On ne s’en sort pas : lorsqu’on jette un œil à la courbe statistique des ventes de véhicules compacts au Canada, on note qu’elle monte et descend au diapason de la courbe des prix du carburant. Le coût de l’essence monte? Les petites voitures se vendent comme des p’tits pains chauds. Le coût de l’essence redescend – oh, juste un peu ? Les petits véhicules sont soudain moins populaires.

L’an dernier, la moitié de l’année s’est déroulée avec le litre d’essence sous le dollar. Une « bargain »! Et en cette première moitié de l’année 2010, on s’en tire avec une moyenne de 1,07$ le litre (à Montréal).
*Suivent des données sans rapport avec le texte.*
Issue #581, opened 2015-07-30
Consistency question - Lithuanian language in item names


Xenobius2501:
Hello.

So far I've been mostly reading the forums, but recently one thing caught my attention.
As you probably know by now, a large number of in-game terms (locations, NPC names, items and recipes etc.)  contain Lithuanian words. 

In case of NPCs, cities and most locations it's reasonable, although IMO, some names like Kvailas Forest (stupid forest), Akmens Ridge (stone ridge), Verkti Square/Apsimesti Crossroad ("To Cry" Square/"To Pretend" Crossroad - yes, they used infinitive form of Lithuanian verbs) are somewhat sketchy, in case of items it's inconsistent, to say the least. 

For example, many of rather common items (food or alchemy ingredients, as far as I can tell, since I haven't played the game yet) are in English - there's Onion, Garlic, Acorn, Peach and Strawberry, but some of them are in Lithuanian for no apparent reason - there's Aviete (Raspberry), Salavijas (Sage plant), Ramune (Chamomile), Medus (Honey), Dilgele (Nettle) and so on - which I personally find rather confusing.

Similarly, most of equipment is in English (Miner Hammer, Royal Mace, Ice Rod and the like) - but some item names contain seemingly random Lithuanian words - there's Sunkus Maul - which simply means "Heavy Maul", Bendras Sword ("bendras" could be very roughly translated as "common"), Saltas Staff ("saltas" means "cold") and probably the worst offenders - Zalia Leather Gloves/Boots/Pants Armor/Kite Shield - because "zalia" is Lithuanian for green, more specifically, it's a gender-specific form of "green" only used to denote "feminine" nouns, masculine form being "zalias". 

Long story short, it brings us to the question - is such inconsistent naming policy (English terms with random bits of Lithuanian here and there) a case of "working as intended" or something should be done about it? Now, I do realize there aren't exactly many Lithuanian players, it's a small country after all, but to people actually familiar with the language such things appear rather silly at best. 

As you might have guessed by now I happen to know Lithuanian language myself, and while I'm not even close to being a professional linguist I could (if necessary), given some time, point out such cases and perhaps suggest translations - that is, if leaving it the way it is wasn't the grand plan all along.

ensata:
Well. You might not be a linguist, but if you know what an infinitive is, you know more than most people.

[...]

PR #591, opened 2015-07-31
Location name changes to fit Lithuanian grammar.

ttgmichael:
Taking advice from @Xenobius2501 at
https://github.com/Treeofsavior/EnglishTranslation/issues/581

Changes to the Lithuanian location names in ETC.tsv

I'm guessing: (let me know what should it be ^^)
Tiltas Valley has more than 1 bridge. -> Tiltu
Ramstis Ridge being called Pillar Valley (singular)  -> Ramscio
Dvasia Peak as Soul's Peak (singular) -> Dvasios
Poslinkis Forest as Shifted Forest (past-participle) -> Paslinkes
Septyni Glen as 7th Glen -> Septyntas 
Vieta gorge to Vietos for grammar's sake.
Veja to Vejos too
Kvailas to Kvailio


Xenobius2501:
@ttgmichael 

Looks legit so far.

I'll try to lay the groundwork for further name fixes later today after I go through my usual workload - probably checking the remaining lines on location list comes first. Also, being new to GitHub in general - where would it be better to post suggestions - here, in the form of comments or back in #581 ?

ttgmichael:
Great!

If you want to post a suggestion for something related to the changes I've made here, you comment here. If you want to post a suggestion about something new, you should post back in #581 so it's more organized. ;)

ensata:
Since these are keywords that will appear more than once, it's good practice to simultaneously add them to a reference file, so that you won't lose track of it so easily. This pull request will close and vanish eventually.

imcgames:
Since these are actually spread out in other files, we will try to change them together with the other files later on. 
So we'll close this merge for now.

PR #592, opened 2015-07-31
Update QUEST.tsv

wlghksdl2:
Translated 2332 and 2333. 
Translated up to 2342. Need help translating the following line.
그러나 곧 앞으로 내기를 안 하면 그만이지 라는 생각이 들었고, 곧이어 해도 이기면 그만이지 라는 생각이 들자 저도 모르게 고개를 끄덕여 승낙하고 말았습니다.
Does this mean his line of thinking is "Even if I lose then all I have to do is stop gambling. Even if I gamble, despite losing means a friend will disappear, all I have to do is win anyway?" Is that why he takes on the bet?
Translated to 2350. Need help with the following.
모데스타스씨는 정말 필사적으로 마음속으로 싸웠습니다 Not sure how to translate it.
In context does it mean "Modestas desperately fought his inner urges to take on the bet?" 
But he takes on the bet anyway. Was he unsure whether this is worth his first win?
Added translations up to 2359
2356 - need help translating 
Added up to 2362
Added up to 2370
Added up to 2375
Added up to 2385. Finished (save a few sentences) the story of Modestas the Gambler


imcgames:
Thank you :+1: 

(Nopa means old lady :smile: )

PR #593, opened 2015-07-31
ETC.tsv Reviewed lines 3500 to 3651

ttgmichael:
Checked the translations on these lines and putting o's on them. Most of them were good! Would be terrible to see ETC_20150317_003619 in the CBT ^^;


imcgames:
Thank you :smile:

PR #598, opened 2015-07-31
Update UI.tsv

Sunaries:
Minor update. Hopefully OTC is available in the English CBT, so that I can adjust it accordingly. It's rather exciting to edit in-game.


imcgames:
Thank you :smile:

Résultat : les ventes de camions n’ont pas tardé à rebondir. Depuis le début de l’année, les Canadiens achètent davantage de camions (en hausse de 19%) versus la même période en 2009.
Malheureusement, ils achètent moins de voitures : une baisse de 1,4%, alors que le marché est pourtant en augmentation de 8,5%.

Les sous-compactes sont particulièrement affectées par une chute de 20%, alors que les utilitaires compacts brillent d’une hausse de 28%.
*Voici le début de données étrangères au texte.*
PR #600, opened 2015-07-31
Update SKILL.tsv

emailboxu:
Posion -> Poison
1 time(s) -> 1 time
2+ time(s) -> 2+ times
Attack area -> AoE (Area of effect, common term that should be familiar)
Fan-shaped -> Conical
Head-butt -> Headbutt
Fuem -> Fume
X hand/X-hand -> X-handed
Removed instances of triple commas 

Translated as much of the Korean stuff as I could find. Point out more if they exist.

Stopping because I'm at 269. Limit of 300 per PR, right?

### DIFF
--- a/SKILL.tsv
+++ b/SKILL.tsv
@@ -7,7 +7,7 @@ SKILL_20150317_000006	[Raffly] Physical, Strike, Poison Property, Jump Attack 1 
 SKILL_20150317_000007	[Puragi] Physical, Hit, Poison Property, Normal Attack 1 time
 SKILL_20150317_000008	[Puragi] Physical, Strike, Poison Property, Attack 1 time
 SKILL_20150317_000009	[Puragi] Physical, Strike, Poison Property, Stomp 1 time
-SKILL_20150317_000010	[Zigri] Normal Attack, Frontal AoE
+SKILL_20150317_000010	[Zigri] Normal Attack, Cone AoE
 SKILL_20150317_000011	[Zigri] Rotating Attack
 SKILL_20150317_000012	[Zigri] Jump and Stomping Shock
 SKILL_20150317_000013	[Fisherman] Physical, Strike, Ice Property, Strike with Fishing Rod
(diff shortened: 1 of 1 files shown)


ensata:
AoE should be written fully, since that's advanced jargon. New players won't understand what it means. You should never use acronyms. 'Fan-shaped' should be 'Conical'. It's de facto western RPG terminology. 'Fan-shaped' is a de facto eastern RPG term.

Also, the 300 rule was supposed to be a range limit, not a number limit... you're at a range of 5000. Ah, whatever. Just don't blame me if the merge gets complicated.

Flevalt:
"Stopping because I'm at 269. Limit of 300 per PR, right?"

You're at +269 −269. Making it a total of 538.
Not sure how I feel about AoE instead of Area of Effect.
I think it should be fully written out so it is comprehensible for everyone. But people would figure it out in due time anyway if they didn't already know.

emailboxu:
I don't think people will have problems with AoE. It's an extremely common abbreviation in many games. As for the range I just replaced all so I don't think it should mess with it too much.

ensata:
You shouldn't assume that. Everyone was a beginner at some point, and info blurbs are supposed to give info to everyone.

"Fan-shaped Attack Area" was perfectly fine, too, at least for now. It's very "eastern", but you insisted that "Swordsman" made perfect sense, too. A reference file for translating the game's game mechanic terminology doesn't exist yet, either.

ghost:
I agree that "fan-shaped" or  "cone-shaped" would've been an easier to understand term for younger players and less English savvy players. I've used the word 'Conical' maybe four times in my life. "Area of effect" should stay as well if it turns out it'll fit just fine in the UI. Making things easier for beginners should take priority over making things convenient for veterans.

And yes you kind of went over the range, no one (Or at least I wouldn't) can really touch lines 2 through 4264 now because of potential merge issues.

imcgames:
Thank you :smile: 

(We'll try to have AoE back to Area of Effect later but I'm afraid it may be too long when for UI. 
Let's see during how it goes during Beta.)

emailboxu:
The length was the exact reason I didn't put it in. If there's room for it then I don't mind switching the two later.

PR #603, opened 2015-07-31
Update QUEST.tsv

wlghksdl2:
Changed Aiste to Aistė


imcgames:
I think it's better to keep it as Aiste so we'll close this pull for now :smile:

PR #610, opened 2015-08-01
QUEST #1103 - #1126 + full elipsis. 

vtange:
Running into a wall of machine translated text, like 3 to 4 sentences avg per line. Chipping away at it, pardon me if I've been working slow compared to before.


vtange:
Maxed out on QUEST tsv. My bad. it's really just the new lines and ellipsis fix.

As a cooldown from doing so many long lines on QUEST. I've treated my self to some UI.tsv fun. First ~300 lines checked

imcgames:
Thank you :smile:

Pour renverser la tendance, il n’y a pas de doute : il faut que le carburant coûte davantage. Mais… gageons qu’après une année ou deux à un tel sommet à la pompe, les automobilistes vont s’être habitués.

Et l’on pourra sans doute écrire le même texte, avec la même manchette à l’appui… pendant qu’il y en aura encore pour se magasiner un utilitaire.


« Au bout du pétrole »

Faire le plein, une action vouée à la disparition vers 2050 parce que les stations service n’auront plus de carburant fossile à nous vendre? C’est ce qui nous attend si l’on ne réagit pas assez rapidement, soutient Normand Mousseau, professeur du département de physique à l’Université de Montréal.

M. Mousseau est l’auteur du livre « Au bout du pétrole – tout ce que vous devez savoir sur la crise énergétique », publié aux Éditions MultiMondes. Il prédit que le litre d’essence atteindra d’ici cinq ans, dans la métropole montréalaise, les 4$ ou 5$. Consolons-nous : les Français paient déjà l’équivalent de 1,76$ le litre et les Belges, 2,41$!

Pas surprenant que de l’autre côté de l’Atlantique, les automobilistes privilégient massivement les petites voitures. Et qu’une fois sur deux, ils optent pour une motorisation diesel, ce qui leur en donne au minimum 30% plus pour leur argent.


L’essence : Montréal parmi les villes canadiennes les plus « chèrantes »
Saviez-vous que de toutes les villes du pays, Montréal est l’une de celles qui demande le plus cher pour son carburant?

Un coup d’œil à l’Enquête hebdomadaire des prix au détail menée par la firme de Calgary MJ Ervin et Associés (www.mjervin.com) montre que notre belle métropole est en tête d’une quarantaine de villes canadiennes avec, en moyenne depuis le début de l’année, 1,07$ le litre d’essence (taxes comprises).

Seules Labrador City (1,20$), Yellowknife (1,18$), Gander (1,14$), Whitehorse (1,12$) et Vancouver (1,12$) sont plus gourmandes.

La moyenne nationale pour 2010 s’établit à 1,02$. C’est à Edmonton (0,91$) et à Calgary (0,92$) que l’on paie le moins.